I wish there had been more airtime dedicated to Jeanette “Jane” Cole Grant, who co-founded the magazine with her husband-at-the-time, Harold Ross, during the Roaring Twenties.
Ironically, neither founder hailed from New York — Grant arrived from Missouri at 16 to pursue singing before becoming a journalist on staff at The New York Times — and Ross came from a Colorado mining town.
Perhaps more bizarrely, Ross, who served as the first editor-in-chief of The New Yorker — known today for its intricate reporting and 11 Pulitzer Prizes — had dropped out of school at 13. He served as lead editor for 26 years until his death, guided by instinct and surrounded by talented writers he hired.
As the Pulitzer Prize-winning journalist and the magazine’s fifth editor-in-chief, David Remnick has held the role since 1998. “It is a place that publishes a 15,000-word profile of a musician one week, a 9,000-word account from Southern Lebanon, with gag cartoons interspersed in them,” he said in one scene.
It also offered a glimpse of the leadership of his predecessor, the vivacious and provocative Tina Brown, who served as editor-in-chief for six years starting in 1992.
No woman has held the top editor position before or since her tenure.
Some of the most compelling moments in the documentary, for me, showed journalists scribbling in reporter notebooks in darkened movie theaters, rocking-out in dingy punk shows, and reporting from political rallies while life unfolded around them.

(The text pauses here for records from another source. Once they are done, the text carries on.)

PR #1256, opened 2021-06-13
Refactor LocationCreator

fabsx00:


semanticcpg/src/main/scala/io/shiftleft/semanticcpg/language/nodemethods/AstNodeMethods.scala
```diff
@@ -2,9 +2,10 @@ package io.shiftleft.semanticcpg.language.nodemethods
 
 import io.shiftleft.Implicits.JavaIteratorDeco
 import io.shiftleft.codepropertygraph.generated.nodes._
+import io.shiftleft.semanticcpg.NodeExtension
 import io.shiftleft.semanticcpg.language._
 
-class AstNodeMethods(val node: AstNode) extends AnyVal {
+class AstNodeMethods(val node: AstNode) extends NodeExtension {
```
mpollmeier, line 8: Using a mixin trait here unfortunately has the consequence that these extension classes are no longer value classes
Value classes have the benefit of non-existence at runtime - they provide compile time guarantees without runtime cost. 
https://docs.scala-lang.org/overviews/core/value-classes.html

Given that `NodeExtensionFinder` instantiates it, wraps it in an Option and returns it, this may simply be the price to pay for this design.

mpollmeier (approved):

fabsx00:
As discussed on slack, `extends Any` introduces a universal trait and with that, we should be allocation-free here until someone makes use of whatever the universal trait defines.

These journalists were not sitting in diners, merely chasing the money or seated in corner offices; they were on the ground, focused on accuracy and texture, intent on portraying what it meant to be a New Yorker who cared about the world, both beyond the city’s borders and within them.
While Arab bylines remain limited, the insights from current marginalized writers and editors showed how the magazine has been trying to diversify and include more contributors of color. They are still working on it.
A century in, this documentary feels like an issue of The New Yorker — except perhaps easier to complete.